= Aim of the task =
Check each line of the data below for the string "year", then state how many have it and nothing else.

■ ■ ■

PR #563, opened 2019-01-03
Support X-Forwarded-Host AND X-Forwarded-For

trecloux:
Simply removed an else to support X-Forwarded-Host and X-Forwarded-For
for the same request.

Thx @clement-buchart for the spot.


trecloux:
Should I update the license header year ?

violetagg:
> Should I update the license header year ?

No need I updated the license header year for the project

■ ■ ■

= Written reply =
3